No te enfades que yo soy una santita   :Wink:  
Un saludillo

----------


## Ella

> No te enfades que yo soy una santita   
> Un saludillo


 :roll: 
pero es verdad solitude, a mi no me gusto nada el ambiente que habia, aparte que no dejaban de enfocar a uno de cara pitnada de verde, el presentador hacia que todo sea muy soso,aparte esa mesa tan larga, poco intimo, no como fue en buenafuente
y miltru eres "recien llegado" porque has de superar un numero de mensajes para ser "usuario habitual" no un limite de conocimientos magicos   :Wink:

----------


## Felipe

Coincido en general con vosotros:

- Tamariz bien, aunque me pareció menos claro que otras veces (en el juego del número 15 que comentáis) quizás por las indecisiones y cambios de última hora en el número elegido por parte de Quintero (para ponerle a prueba) y sus manías de hacer más de lo que el mago le pide que haga. Mal espectador que tuvo que rendirse ante las buenas artes de Tamariz. Sin embargo los dos juegos fueron un buen ejemplo del uso de la nemónica. Y un forzaje muy sutil para seleccionar dos cartas y luego sólo una.

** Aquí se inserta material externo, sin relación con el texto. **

Issue #150, opened 2020-04-21
Add heap_allocation rate as a temperature dimension


yojs:
The temperature profile as it is [here](https://github.com/opendistro-for-elasticsearch/performance-analyzer-rca/issues/143) is only based on CPU utilization.

ktkrg:
Closed in favor of #170

ktkrg:
Closed the wrong thing :)

PR #176, opened 2020-04-29
Temperature bug fix

ktkrg:
*Issue #, if available:*
#150 
*Description of changes:*
Adding data to a repeated element needs to be done using add* method instead of set* if we are adding data incrementally.

*Tests:*
Tested on docker.

### DIFF
--- a/src/main/java/com/amazon/opendistro/elasticsearch/performanceanalyzer/PerformanceAnalyzerApp.java
+++ b/src/main/java/com/amazon/opendistro/elasticsearch/performanceanalyzer/PerformanceAnalyzerApp.java
@@ -167,6 +167,7 @@ public class PerformanceAnalyzerApp {
     // what to do when the thread has stopped due to an unexpected exception.
     LOG.error("Thread: {} ran into an uncaught exception: {}", exception.getPaThreadName(),
         exception.getInnerThrowable());
+    exception.getInnerThrowable().printStackTrace();
     StatsCollector.instance().logException(exception.getExceptionCode());
   }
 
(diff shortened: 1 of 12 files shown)


src/main/java/com/amazon/opendistro/elasticsearch/performanceanalyzer/PerformanceAnalyzerApp.java
```diff
@@ -167,6 +167,7 @@ private static void handle(PAThreadException exception) {
     // what to do when the thread has stopped due to an unexpected exception.
     LOG.error("Thread: {} ran into an uncaught exception: {}", exception.getPaThreadName(),
         exception.getInnerThrowable());
+    exception.getInnerThrowable().printStackTrace();
```
yojs, line 170: Should we do this:
LOG.error("Thread: {} ran into an uncaught exception: {}", exception.getPaThreadName(),
        exception.getInnerThrowable(), exception);

to capture the stack trace in the logs ?

src/main/java/com/amazon/opendistro/elasticsearch/performanceanalyzer/rca/store/DummyGraph.java
```diff
@@ -125,9 +136,9 @@ public void construct() {
     hotNodeClusterRca.addTag(TAG_LOCUS, LOCUS_MASTER_NODE);
     hotNodeClusterRca.addAllUpstreams(Collections.singletonList(hotJVMNodeRca));
 
-    // constructResourceHeatMapGraph();
+    constructResourceHeatMapGraph();
```
yojs, line 139: If we are doing this, we might want to add it to muted RCA list. We don't want this enabled by default, right ?

src/main/java/com/amazon/opendistro/elasticsearch/performanceanalyzer/PerformanceAnalyzerApp.java
ktkrg: I'll incorporate this.

ktkrg:
Closing this for a new one.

- Las condiciones no favorecían nada. Como dice Ella, había poco ambiente mágico. Además en algunos de los planos coincidía el vaso de agua de Quintero con el tapete donde Tamariz actuaba. Muy mala la realización.

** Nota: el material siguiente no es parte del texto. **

PR #184, opened 2020-05-05
Moving the configs to a conf file for HotShardRca and HotShardClusterRca

khushbr:
*Description of changes:* 
* Moving the threshold configs to conf files for HotShardRca and HotShardClusterRca
 * Updating the HotShardClusterRca to use median instead of average.
 * Adding metric for HotShardRca failure

### DIFF
--- a/pa_config/rca.conf
+++ b/pa_config/rca.conf
@@ -48,6 +48,12 @@
     "high-heap-usage-young-gen-rca": {
       "promotion-rate-mb-per-second" : 500,
       "young-gen-gc-time-ms-per-second" : 400
+    },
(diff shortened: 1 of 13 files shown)


pa_config/rca.conf
```diff
@@ -48,6 +48,12 @@
     "high-heap-usage-young-gen-rca": {
       "promotion-rate-mb-per-second" : 500,
       "young-gen-gc-time-ms-per-second" : 400
+    },
+    //hot shard rca
```
yojs, line 52: we can remove this comment.Its just the name of the json object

- También hizo el juego de las 4 cartas azules, sólo que esta vez fueron rojas.

- Y sobre todo coincido con miltru (para envidia de Zhoraida y Ella) ¡Qué buena estaba la espectadora que podría ser la madre de Tamariz!

¡Qué bueno eres Tamariz!

----------


## track

Realmente sorprendente ambos juegos con la mnemonica, sin embargo como dicen algunos no se vio demasiada "claridad" seguramente por el presentador que no paraba de tocar los "kullons" xD. Por lo demás fantástico el maestro. 

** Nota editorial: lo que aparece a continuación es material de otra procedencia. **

PR #282, opened 2020-07-16
Fix PersistFlowUnitAndSummaryTest

rguo-aws:
*Issue #, if available:*
#284 

*Description of changes:*
Fix PersistFlowUnitAndSummaryTest in UTs

We found three issue when debugging this UT:
1. db contention. need to run those two UT tests in sequential order
2. DataAcessExecption is not handled  when persistor trys to create a new table 
3. the graph defined in UT was wrong. the node tag need to be changed with MASTER_DATA

*Tests:*

### DIFF
--- a/src/main/java/com/amazon/opendistro/elasticsearch/performanceanalyzer/rca/persistence/PersistorBase.java
+++ b/src/main/java/com/amazon/opendistro/elasticsearch/performanceanalyzer/rca/persistence/PersistorBase.java
@@ -37,6 +37,7 @@ import java.util.concurrent.TimeUnit;
 import org.apache.logging.log4j.LogManager;
 import org.apache.logging.log4j.Logger;
 import org.jooq.Field;
+import org.jooq.exception.DataAccessException;
 
 // TODO: Scheme to rotate the current file and garbage collect older files.
 public abstract class PersistorBase implements Persistable {
@@ -211,7 +212,7 @@ public abstract class PersistorBase implements Persistable {
       T flowUnit, String tableName) throws SQLException, IOException {
     try {
         tryWriteFlowUnit(flowUnit, tableName);
-    } catch (SQLException e) {
+    } catch (SQLException | DataAccessException e) {
       LOG.info(
           "RCA: Fail to write to table '{}', try creating a new DB", tableName);
       rotateRegisterGarbageThenCreateNewDB(RotationType.FORCE_ROTATE);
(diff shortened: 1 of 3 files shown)


src/main/java/com/amazon/opendistro/elasticsearch/performanceanalyzer/rca/persistence/PersistorBase.java
```diff
@@ -211,7 +212,7 @@ private void rotateRegisterGarbageThenCreateNewDB(RotationType type) throws IOEx
       T flowUnit, String tableName) throws SQLException, IOException {
     try {
         tryWriteFlowUnit(flowUnit, tableName);
-    } catch (SQLException e) {
+    } catch (SQLException | DataAccessException e) {
       LOG.info(
```
yojs, line 216: Shouldn't this be `error` ?

src/test/java/com/amazon/opendistro/elasticsearch/performanceanalyzer/rca/persistence/PersistFlowUnitAndSummaryTest.java
```diff
@@ -176,35 +176,44 @@ private AppContext createAppContextWithDataNodes(String nodeName, NodeRole role)
...
     RCAScheduler scheduler = startScheduler(rcaConf, graph, persistable, this.queryable, appContext);
     // Wait at most 1 minute for the persisted data to show up with the correct contents
     WaitFor.waitFor(() -> {
       String readTableStr = persistable.read();
       System.out.println(readTableStr);
       if (readTableStr != null) {
         return readTableStr.contains("HotResourceSummary") && readTableStr.contains("DummyYoungGenRca")
-                && readTableStr.contains("HotNodeSummary") && readTableStr.contains("HotNodeRcaX")
-                && readTableStr.contains("HighHeapUsageClusterRcaX");
+                && readTableStr.contains("HotNodeSummary") && readTableStr.contains("HotNodeRcaX");
```
yojs, line 206: I see that `HighHeapUsageClusterRcaX` node is created in the `construct` but it is removed from verification here. Can you add a code-comment with the reason ?

yojs:
Please create an issue with the same tag and link it with the PR.

src/main/java/com/amazon/opendistro/elasticsearch/performanceanalyzer/rca/persistence/PersistorBase.java
rguo-aws: updated the error log

src/test/java/com/amazon/opendistro/elasticsearch/performanceanalyzer/rca/persistence/PersistFlowUnitAndSummaryTest.java
rguo-aws: done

P.D: Coincido con miltru, la chica estaba bien buena  :D

----------


## miltru

jejejje vale zhoraida no menfado! :D

----------


## nick63nick

Efectivamente como bien comentáis por aqui, los 2 juegos se basaban en la ordenación nemonica de las barajas.

Juán Tamaríz es un maestro en ello y la gran mayoría de sus efectos se basan en ordenaciones nemónicas de sus barajas, el con todos los años de experiencia que lleva en us espaldas, se ha "inventado" una ordenación nemónica muy peculiar, muy diferente de las que podamos conocer y singular que hace que el siempre sepa en que posición exacta tiene una u otra carta.

Por eso cuando Quintero, le cambió de nuevo el 17 por el 15, Juán tuvo que volver a coger la baraja de la chica, simular que buscaba comodines, etc, para hacer la localización exacta que correspondía con el 15 de la baraja que tenía bajo el vaso, a partir de aquí hizo el forzaje, para mi excelente y el efecto fue el esperado......SUBLIME !!!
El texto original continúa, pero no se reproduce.